5. Discussions and Conclusions
This paper implements a new-developed phoneme pronunciation diagnostic framework for French CAPT modalities as a register-transfer level core. Classical machine learning networks are impacted by the multicollinearity problem among the predictors of the utterance sample vectors, the PLS algorithm is therefore applied in to the desired network as the feature extracting layer to suppress the collinearity. Next, the soft-margin SVM is used to perform the second network layer to enhance the classifying ability of the network. Experiments results demonstrate that this method possesses better accuracy performance than the state-of-the-art. Yet, we must claim that the performance of the DNN implementations are constrained by training data size, so the experiments of this paper cannot prove that the algorithm of this paper inevitably leads to the best performance. Considering that a classical DNN model include 5 layers at least (1 input, 3 hidden and 1 output layers), whereas the proposed one only 4 (1 input, 1 PLS feature extracting, 1 SVM classifying and 1 output layers), the latter is more suitable for the systems on chips.
As far to the register-transfer level implementing of the design, we prototype it via a new-proposed VHLS SW/HW co-design flow in order to facilitate the development works and maintenances.

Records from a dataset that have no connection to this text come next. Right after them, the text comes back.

PR #8784, opened 2022-04-08
Propagate proxy.config.net.sock_option_flag_in to newly accepted connections

randall:
* Propagate proxy.config.net.sock_option_flag_in to newly accepted connections

* For client connections, disable setting SO_LINGER by default

This was originally approved under #8463 and was reverted in #8622

### DIFF
--- a/doc/admin-guide/files/records.config.en.rst
+++ b/doc/admin-guide/files/records.config.en.rst
@@ -4647,7 +4647,7 @@ Sockets
 
    Sets the receive buffer size for connections from the client to |TS|.
 
-.. ts:cv:: CONFIG proxy.config.net.sock_option_flag_in INT 0x5
+.. ts:cv:: CONFIG proxy.config.net.sock_option_flag_in INT 0x1
 
    Turns different options "on" for the socket handling client connections:::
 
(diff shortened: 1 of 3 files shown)


randall:
This is known to fix`set-conn-dscp` which broke sometime in 9.1+

ezelkow1 (approved):

pbchou:
@randall -- I am not sure that I understand the history behind this PR being merged, reverted, and now merged again. I believe that we need this for setting a custom TOS towards the client in our use case. Is this safe to back-port to 9.1.2?

zwoop:
Cherry-picked to v9.2.x

randall:
@pbThe reason for reverting was because there was the possibility the `master` branch could become 9.3. So @zwoop had asked that anything that was backwards incompatible (like this change) not to be merged into master. But it's been more or less decided that 9.2.x will be the last of the 9.x and now we're free to break compatibility again on master (which will become 10.x at some point).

During this work, it is found that synthesizing directly the behavior from Matlab down to RTL prevents the implementation from benefiting from the running-efficiency advantages of FPGAs, a series optimizing forms are therefore made in the loop and instrument levels. The CUEB French Phoneme Database is used to evaluate the achievements of this work. The experiments results verify the basic function of the new implementation by comparing it with its Matlab and C++ implementations. The hardware evaluation experiments demonstrate that the prototype of this paper make efficient use of the given hardware resources, and achieves a speedup of , which making better use of the hardware resources. Despite of many benefits of development productivity and easy maintenances, it should note that high level synthesis seriously constrain the performance of FPGA implementations in the terms of hardware costs and running-efficiency comparing to the low abstract level implementations. If high performance is desired, some more bottom optimizations are still required, especially when the constraints of Placing and Routing cycle is taken into account.
In the future research, we will further improve the methods of this paper. The PLS methods and hardware implementing experiences will be considered as a potential solution of sparse learning to solve the data-hungry problems, which may also benefit the embedded CAPT applications from deep learning methods. Meanwhile, there exists still some other hardware solutions worth trying, such as MicroBlaze, which may provide nice performance if well optimized.